I’m privileged enough to walk right by security and to the executive elevator. I’m enclosed in glass and I look down at all the people below me. That’s worth remembering.

It’s quiet in the elevator until the doors open and the sound of chaos meets me. People say hello to me as I walk, I don’t remember all of their names, and I grab a cup of coffee heading toward my corner office. Brittany is working. She’s my secretary. Tall, brunette, fresh out of college, eyes like the ocean depths at the far end of the dock I remember as a boy, and I’m having an affair with her. Immediately I can feel my cheeks start to warm. It’s something I would like to forget.

“Good morning Mr. Walsh.” Her smile is a subtle secret. I smile back and nervously sip my coffee while gripping my briefcase until my knuckles went white. I’m thinking about her in a manner I don’t want my wife to know. She smiles and sits behind the fortification of piles of papers on her desk. She understood my dilemma at times, and other times I felt like she forgot about my feelings.

The office begins to settle down because everyone sees me, the boss, and that makes me wonder if they would get anything done if I took a few days off. No matter how sick I was, or how much I needed a personal day, I always came into the office. Always.

“Dinner at my place?” I’m the only person that can hear her voice. I begin to feel warm and dizzy. I clutch my briefcase harder as if it had all the answers to my problems.

“Okay, I’ll meet you after work.” I try to swallow, but my mouth is full of cotton. I step to the side and hit my knee against her desk sending my briefcase to the floor where the impact opened the latch, and all my paperwork spilled over the office floor.

Brittany came from behind her desk. I tried shoveling all the papers into my case, but a few were scattered too far away from where I knelt. Brittany handed me a large yellow envelope and to my dismay she reached for an orange prescription bottle that read: Lethologica: take one daily, as needed.

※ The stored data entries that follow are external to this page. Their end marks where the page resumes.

PR #1846, opened 2023-08-19
Cleanup display of code blocks in the manual

### LINKED ISSUE #1782: Weird line spacing in SILE manual 0.14.9
It seems we have introduced a small regression somewhere, see image below.

... Or the issue was present, but not apparent? Commenting this line, the issue "disappears":

https://github.com/sile-typesetter/sile/blob/5c9805b8bc9ccf2e1dfdf0971818664333c75165/packages/linespacing/init.lua#L97-L99

Maybe another edge-case of multiple instantiation / partial instantiation? (#1531) 

image

alerque:
Somewhere along the line after we introduced rules above and below code blocks everything got all out of whack and the rules were not evenly positioned—even occluding the lines of code in some cases. In addition to cleaning up the rule alignment this adds some subtle color treatment and a bit more leading in an attempt to make the mess less visually assailing. It could use more work but I at least think this is a step in the right direction.

Unrelated but fixed while messing around with manual visuals: fixes #1782.


alerque:
Пл зыымж зпмв *кфщл* ын лов
... er, wrong keyboard layout let me start over.

It looks like *part* of the issue with alignment going haywire might be related to #1782.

“What’s this?” She put me on the spot. I felt the sweat beads forming on the corner of my forehead.

“It’s, um, it’s a prescription. It’s for—stress.” I took the bottle of pills and threw it inside with the paperwork. I wiped the sweat from my forehead. I had to take deep breaths. Usually I don’t care what others think of me. I was the richest man in the building and their jobs depended on my opinion of their work. I usually wasn’t embarrassed by anything once I stepped inside here.

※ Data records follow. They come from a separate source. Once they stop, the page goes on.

PR #1950, opened 2023-12-29
Balancing in command makecolums set as an option

jodros:
The user should have the option of disabling the balancing when calling `makecolumns`. For example, this just happened to me right now, using the default `makecolumns`:

image

But I wanted their bottom to be the same as the original frame, which I got after setting balancing to false:

image

### DIFF
--- a/packages/frametricks/init.lua
+++ b/packages/frametricks/init.lua
@@ -42,6 +42,7 @@ end
 local makecolumns = function (options)
   local cFrame = SILE.typesetter.frame
   local cols = options.columns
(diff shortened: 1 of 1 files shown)


alerque (approved):

alerque:
Since this is a single-commit change I can easily fix this in merging, but do note that this project uses [conventional commits](https://www.conventionalcommits.org/en/v1.0.0/) which allows us to automatically generate change logs as well as make other management tasks easier when interacting with history.

PR #1959, opened 2024-01-20
feat(typesetters): Support for speaker change introduced by em-dash

### LINKED ISSUE #1958: Support emdash-introduced speaker changes in dialogues
(From https://github.com/Omikhleia/markdown.sile/issues/105)

In French and in Turkish (at least), it's common do have speaker changes in dialogues introduced by an em-dash:

_— Lorem ipsum dolor sit amet, consectetur adipiscing elit, dit il.
— C’est sûr !_

For comparison, English does not use such dashes normally.

_“Lorem ipsum dolor sit amet, consectetur adipiscing elit,” he said.
“Sure!”_

(English may use em-dashes, but at the end of a quote. Anyway, that's not the point here).

The tricky thing in such dialogues is that the space following the em-dash ought to be fixed (= not stretched or shrinked by line justification) so that subsequent dialogue lines start identically.

The workaround is to manually enforce it, by using explicit kerns in the input

```
—\kern[...]Lorem .... 

—\kern[...]Sure!
```

It's cumbersome, annoying when copying/pasting text.... and we'd be back to discussing a command for inserting a fixed inter-word space rather than craft a kern specifically.

This enhancement proposal is to automatically handle those case.

I'll make a PR with an implementation, for discussion.

Omikhleia:
Closes #1958 

Some conventions denote speaker changes in dialogues by starting a paragraph with an em-dash.
In these cases, the space after the em-dash shall be fixed by default.

This is a _naive_ proposal: intercept those from the input at typesetter level.

**However**, this implementation breaks test-865 which is a pullquote test.
The pullquote author stands on its own paragraph line and is introduced by an em-dash: _— Joe Smith_

If done this "naive" way, what it does show is a bit more general: the kerning (likely) may be slightly affected:

image

This is not illogical (our fixed kern, introduced to replace the space, causes shaping to occur on each part around it, rather than the whole text. Whether this is acceptable is another question...

If we wanted it addressed _after_ shaping, it probably gets a bit more complex, because we are then far past the point where we are sure to be at the start of a paragraph. What we could perhaps do is to only _mark_ the unshaped text in some way at the typesetter level (as here, but without doing the replacement), and handle that later (after shaping, perhaps even in unicode node breakers where spaces are replaced with glues -- EDIT: which implies propagating the "mark" from the unshaped node to the shaped one(s) ^^).


Omikhleia:
The **second** commit (refactor) does what's suggested above = marking the unshaped node, but doing the space replacement after shaping. No regression, and probably better?

The cost of the added complexity of this kind of trick might perhaps be acceptable.

core/nodefactory.lua
```diff
@@ -261,6 +261,18 @@ end
 
 function nodefactory.unshaped:shape ()
   local node =  SILE.shaper:createNnodes(self.text, self.options)
+  if self.markedForSpeakerChange then
```
Omikhleia, line 264: If going this route (space handling after shaping), rather than using a mark flag and then a dumb nil check in almost everything we shape, subclassing the node would certainly be better :)

Omikhleia: Done. "Avoid messing with standard node classes" should be a motto.

typesetters/base.lua
```diff
@@ -330,6 +337,31 @@ function typesetter:endline ()
...
+  local node = self._base.shape(self)
+  local spc = node[2]
+  if spc and spc.is_glue then
+    -- Switch the variable space glue to a fixed kern
+    node[2] = SILE.nodefactory.kern({ width = spc.width.length })
+    node[2].parent = self.parent
+  else
+    -- Should not occur:
+    -- How could it possibly be shaped differently?
+    SU.warn("Speaker change logic met an unexpected case, this might be a bug.")
```
alerque, line 360: If this is "Should not occur" error then `SU.error("...", true)` would be more appropriate to actually throw a bug error.

typesetters/base.lua
```diff
@@ -145,6 +145,13 @@ function typesetter.declareSettings(_)
     default = false,
     help = "When true, a warning is issued when a soft hyphen is encountered"
   })
+
+  SILE.settings:declare({
+    parameter = "typesetter.dialogue",
```
alerque, line 150: Something about this setting name doesn't quite sit right with me—possible just the lack of scope. I don't have a great suggestion though. What about `typesetter.em-dash-demarcates-dialogue` or something else similarly verbose that gives some more clues about what is being changed? just "dialogue" sounds more to me like an environment name where any number of settings could have been adjusted than a single setting.

typesetters/base.lua
```diff
@@ -145,6 +145,13 @@ function typesetter.declareSettings(_)
...
+    type = "boolean",
+    default = true,
```
alerque, line 152: Just to limit possible unforeseen consequences, I'm thinking we should default this to `false`, then explicitly enable it to true in the French and Turkish language modules (and possible a more languages that may have taken any queues from French).

alerque (changes requested):
A couple relatively minor thoughts...

typesetters/base.lua
Omikhleia: My rationale for a warning is that it won't really break (but it will just leave a stretchable glue): so we should perhaps not block users here if the edge-case is ever met for any reason -- it's not worse than what they'd be getting with the feature disabled. It can be changed to an error if deemed preferable (and if the case occurs, we'll need to be on the front-line for fixing it)

typesetters/base.lua
Omikhleia: I am not happy with `typesetter.dialogue` either :)
Erm, perhaps `typesetter.emdashSpeakerChange` simply?

typesetters/base.lua
Omikhleia: As for unforeseen consequences, they'd _only_ occur for an emdash + spacing at the start of a paragraph. I don't see any good reason one would want a stretchable space there, even if the language usage don't rely on this for dialogue speaker changes. Rather the contrary, e.g. if we get a "loose" list input in English
```
— Step 1 stuff

— Step 2 more stuff
```

Could be controversial, but even in those case I'd prefer seeing a fixed space after the dash.
`

typesetters/base.lua
Omikhleia: Or possibly very explicit: `typesetter.fixedSpacingAfterInitialEmdash` ?

typesetters/base.lua
alerque: You may have a point. I was thinking more with my programmer hat on and the wasted CPU cycles searching for character sequences in all input than I was the typography implications. It's quite possible the "unforeseen consequences" would actually be improvements in other edge cases. One might even argue that *any* line-leading punctuation should be followed by a fixed space...

I could argue this both ways, I haven't convinced myself.

alerque: I beat on it a bit and came up with a 10 page stress test with 500k paragraphs beginning with and without possible matches. Over many runs I couldn't come up with more than a ±0.01 difference which is totally in the noise.

By the way for your reference the way I'm doing benchmarks is with the Nix flake because you can easily run any branch or commit without any local setup hastle at all. From any (non SILE source code) directory setup the file you want to run, then use `nix run` with your two targets and at one warmup run (which serves to build the Flake if you haven't happened to have run that exact commit before).

```console
$ hyperfine --warmup 1 'nix run github:sile-typesetter/sile/master -- bench.sil' 'nix run github:Omikhleia/sile/feat-emdash-dialogue -- bench.sil'
Benchmark 1: nix run github:sile-typesetter/sile/master -- bench.sil
  Time (mean ± σ):      4.414 s ±  0.046 s    [User: 4.250 s, System: 0.094 s]
  Range (min … max):    4.334 s …  4.481 s    10 runs

Benchmark 2: nix run github:Omikhleia/sile/feat-emdash-dialogue -- bench.sil
  Time (mean ± σ):      4.375 s ±  0.031 s    [User: 4.226 s, System: 0.079 s]
  Range (min … max):    4.336 s …  4.437 s    10 runs

Summary
  nix run github:Omikhleia/sile/feat-emdash-dialogue -- bench.sil ran
    1.01 ± 0.01 times faster than nix run github:sile-typesetter/sile/master -- bench.sil
```

alerque (approved):

alerque:
I picked up the Russian book my wife happened to be reading the other day and discovered Russian (at least according to some publishers) does exactly the same thing for dialogue. I guess having this on by default was probably a pretty good move.

PR #1964, opened 2024-01-21
Fix Catalan hyphenations at geminated L

### LINKED ISSUE #1961: Hyphenation on Catalan words containing geminated L
I found another interesting case while thinking to #1960 ...  Though likely calling for a different solution, here.

Catalan **ll** (_ela doble_) is a digraph pronounced as a single phoneme, ʎ. It is never hyphenated, so far so good (_aconsellar_ = acon-se-llar).

The geminated **l·l** (_ela geminada_) is used for (originally foreign) words where it marks a syllable boundary.  There are two ways for its input:
- using a _punt volat_ ("flying dot" = middle dot character) `·` = so `l·l`
- using pre-composed U+0140 `ŀ` = so `ŀl`(and U+0139 in uppercase)

It can be hyphenated: _intel·lectual_ = in-tel·-lec-tual, so far so good too: I checked we get correct hyphenation whether using the interpunct or the pre-composed U+0140.

**But** when hyphenation occurs at that point, the flying dot **shall be suppressed**.

SILE does not do it:

```
\language[main=ca]
\lua{
    -- with middle dot 
    for i = 1,5 do
       SILE.typesetter:typeset("intel·ligència intel·ligent excel·leix intel·lectual ")
    end
}
\par
\lua{
    -- with l with dot
    for i = 1,5 do
       SILE.typesetter:typeset("inteŀligència inteŀligent exceŀleix inteŀlectual ")
    end
}
\end{document}
```

image

Omikhleia:
Closes #1961 

_Instal·lem SILE per a la llengua catalana!_

And we are in advance, but happy [Dia del Punt Volat](https://ca.wikipedia.org/wiki/Dia_del_Punt_Volat) on January 24 to our Catalan friends.


core/hyphenator-liang.lua
```diff
@@ -114,18 +114,44 @@ local hyphenateNode = function (node)
     local hyphen = SILE.shaper:createNnodes(SILE.settings:get("font.hyphenchar"), node.options)
     local newnodes = {}
     for j, segment in ipairs(segments) do
-      local leadingApostrophe
+      local specificDiscretionary
       if segment == "" then
         SU.dump({ j, segments })
         SU.error("No hyphenation segment should ever be empty", true)
       end
       if node.options.language == "tr" then
```
Omikhleia, line 122: Noted in passing, the language is in `node.language` (tracked back to `shaper:formNnode`) and in `node.options.language`
It needs to be in the options (for `createNnodes` etc.). We however have two possibilities and we use one or the other at different places. That's code smell -> I would suggest a dedicated refactoring issue...

core/hyphenator-liang.lua
```diff
@@ -114,18 +114,44 @@ local hyphenateNode = function (node)
...
+        -- leading apostrophe (on next segment) cancels when hyphenated
         local nextApostrophe = j < #segments and luautf8.match(segments[j+1], "^['’]")
         if nextApostrophe then
           segments[j+1] = luautf8.gsub(segments[j+1], "^['’]", "")
           local replacement = SILE.shaper:createNnodes(nextApostrophe, node.options)
-          leadingApostrophe = SILE.nodefactory.discretionary({ replacement = replacement, prebreak = hyphen })
-          leadingApostrophe.parent = node
+          specificDiscretionary = SILE.nodefactory.discretionary({ replacement = replacement, prebreak = hyphen })
+        end
+      elseif node.options.language == "ca" then
```
Omikhleia, line 130: So we now have another special case, similar to Turkish...
I would suggest we discuss moving those in some dedicated language-specific classes for handling post-segmentation exceptions. Other noteworthy points
- We should likely cache those discretionary (here below and for Turkish as well), instead of rebuilding them each time they are needed.
- Specific files for these hacks would need to use a language-base filename rather that merely comparing the language string. When supporting qualified BCP47 languages, we may want to distinguish `ca` (canonical Catalan = `ca-ES`) from `ca-FR` (as used in the French Pyrenees)...

Such a refactor goes beyond this bug fix, and I would suggest discussing it in a dedicated refactoring issue.

core/hyphenator-liang.lua
alerque: Agreed, that doesn't pass a smell test.

core/hyphenator-liang.lua
alerque: Yes agreed. We let the Turkish happen ad hoc and I think its okay to get these in that way too, but now that we have 3+ exceptional cases it's time to review them and consider how to refactor it better.

Omikhleia: Linking to #1631 for cross-referencing.

alerque (approved):
I think my only concern with this and the other PR is the size of the test case. I would prefer if we could get in on A7 and adjust the font metrics until we had just a couple words and and absolute minimum of lines to exhibit the actual test subject. That makes it a lot easier to review both diffs of the debug file and the actual display PDF later when some minor metrics change affects things. These long lines on big pages add up to a lot of content to review hunting for the one syllable difference that may or may not matter.

Omikhleia:
> I think my only concern with this and the other PR is the size of the test case

I amended my test commit to make it smaller and on A7

image

Would that be sufficient?
- Line 1 and 3 show hyphenations in the segments resp. after and before the geminated L (to check replacement worked)
- Line 2 shows hyphenation at the segment with the geminated L (to check prebreak worked)
- Sequence repeated with the precomposed characters.

core/hyphenator-liang.lua
Omikhleia: Tracked in #1965

core/hyphenator-liang.lua
Omikhleia: Tracked as #1966

alerque:
If I understand the test correctly the fixup commit I just sent should accomplish the same thing, save about 30 lines of diffs, and also be a lot easier to visually inspect later to see if the proper thing is still being tested. Can you give that a check to make sure I understood it correctly?

alerque (approved):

I reached my office and felt better as soon as I was alone and the door closed behind me. I sat down and pulled a pitcher of water from the corner of my desk, pouring myself a glass, and tried to fight off the dryness with one gulp of water after another. It smelled horrible inside my office. I set my briefcase on my desk, papers stacked high and without method, and two things disturbed me. I was normally neat and tidy. That’s why I made it all the way to the top because of my attention to detail. My desk was never this messy. The second thing that bothered me was the old sandwich I forgot on my desk. I opened the lid of my garbage can and threw it away. The abyss of papers need organized and I forgot what they were for as I scanned through them.

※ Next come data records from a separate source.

PR #1970, opened 2024-01-24
Move language specific hyphenation handling to language modules

### LINKED ISSUE #1966: Generalize/refactor language-specific discretionary handling
With Catalan, we now have another special case, similar to Turkish, of specific discretionary handling in `core/hyphenator-liang.lua`

I would suggest we discuss moving those in some dedicated language-specific classes for handling post-segmentation exceptions. Other noteworthy points
- We should likely cache those discretionary nodes (here below and for Turkish as well), instead of rebuilding them each time they are needed...
- Specific files for these hacks would need to use a language-based filename rather that merely comparing the language string. When supporting qualified BCP47 languages, we may want to distinguish `ca` (canonical Catalan = `ca-ES`) from `ca-FR` (as used in the French Pyrenees)...

_Originally posted by @Omikhleia in https://github.com/sile-typesetter/sile/pull/1964#discussion_r1460863582_

alerque:
Closes #1966

### DIFF
--- a/core/hyphenator-liang.lua
+++ b/core/hyphenator-liang.lua
@@ -95,10 +95,18 @@ SILE.hyphenator = {}
 SILE.hyphenator.languages = {}
 SILE._hyphenators = {}
 
+local function defaultHyphenateSegments (node, segments, _)
+  local hyphen = SILE.shaper:createNnodes(SILE.settings:get("font.hyphenchar"), node.options)
+  return SILE.nodefactory.discretionary({ prebreak = hyphen }), segments
+end
+
 local initHyphenator = function (lang)
   if not SILE._hyphenators[lang] then
     SILE._hyphenators[lang] = { minWord = 5, leftmin = 2, rightmin = 2, trie = {}, exceptions = {}  }
     loadPatterns(SILE._hyphenators[lang], lang)
+  end
+  if SILE.hyphenator.languages[lang] and not SILE.hyphenator.languages[lang].hyphenateSegments then
+    SILE.hyphenator.languages[lang].hyphenateSegments = defaultHyphenateSegments
   end
 end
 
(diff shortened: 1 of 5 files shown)


core/hyphenator-liang.lua
```diff
@@ -95,11 +95,19 @@ SILE.hyphenator = {}
 SILE.hyphenator.languages = {}
 SILE._hyphenators = {}
 
+local function defaultHyphenateSegments (node, segments, _)
+  local hyphen = SILE.shaper:createNnodes(SILE.settings:get("font.hyphenchar"), node.options)
+  return SILE.nodefactory.discretionary({ prebreak = hyphen }), segments
```
Omikhleia, line 100: We the same createNnodes (invoking harbuzz) for discretionary alot = each time we are given bits of text from an unshaped segment...

I wonder whether we shouldn't font-cache them and measure performances.

alerque: Yes I thought about that. I did some benchmarks with caching these per run of `hypenateNode()`, but couldn't see any improvement and due to variable scoping it wasn't going to make sense to try anything larger. If we did memoization sitting in front of a variant of `createNnodes()` (or even inside `createNnodes()` that could potentially be a big deal for longer documents.

alerque: Oh also I didn't catch that this comment was on the *default* function. I did already test this one and couldn't come up with a measurable difference even in relatively long documents. The CA and TR ones are even less efficient right now, but I wasn't coming up with anything that was a measurable win as far as generating nodes once and reusing them. Not that it can't be done, I just didn't hit on any measurable bottleneck in the directly changed lines.

alerque: I added memoization to the default hyphenator with a couple approaches. All 3 approaches I tried with various trade-offs for lifetimes and aggressiveness gave about the same performance: a 6% boost over not having anything. I couldn't make out any differences in speed between them so I'm going with by far the simplest code version. It only actually does any work inside segments where the options table ID remains the same, but that seems to be enough. The alternative is to take the time to serialize the options table content into something that is reusable as a key over a longer lifetime, but the cost of serializing the table seems to offset any gains in reusing results almost exactly.

core/hyphenator-liang.lua
```diff
@@ -95,11 +95,27 @@ SILE.hyphenator = {}
 SILE.hyphenator.languages = {}
 SILE._hyphenators = {}
 
+-- BUG ALERT: This implementation is known to not account for font.hyphenchar being changed midway through a document.
```
Omikhleia, line 98: But doesn't it occur, if one switches fonts? The dimension the hyphenchar might be different then.

alerque: If one switches fonts then the node.options is going to be different anyway. The only way this would trigger is if the setting is changed while *not* changing the font while still in the same chunk of text.

But nevermind that. There is another bug lurking and I've backed this out for now.

core/hyphenator-liang.lua
alerque: And never-mind. My benchmark test (~100 pages of Moby Dick) didn't hit it, but quite a few of our regression tests did. It will take some more careful handling across font and chunk changes to not have memoization be a disaster. That being said there is definitely some speed on the table here.

The speed isn't *lost* speed by this PR it is just something that's been sitting there all along, so I'll keep that branch separate and move on with this.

I kept organizing my desk. I tried to occupy my mind until lunch.

Brittany and I went to a secluded spot in the park across the street. No one usually left the building for lunch and I was sure no one would find us where we fed the crust of our sandwiches to the pigeons. I felt a rush, like I was in high school playing hooky, and I felt guilty. The feeling Brittany gave me was invigorating, but I felt like I was missing something and my hands were clammy.

“You know, I’m not some stupid secretary. I’m smarter than most of the men you hire in the office.” Why was a girl ten years younger than me interested in me? I had a full head of hair with some graying, I was handsome and rich, but she was young and gorgeous with the type of beauty that made heads turn on the train. “Are you going to stay the night?” She asked me.

“I can’t, just in case my wife comes home.” Brittany frowned and tossed another piece of the crust. We watched the pigeons eat it.

“You know she’s not coming back.” I could hear the anger seep through her tone.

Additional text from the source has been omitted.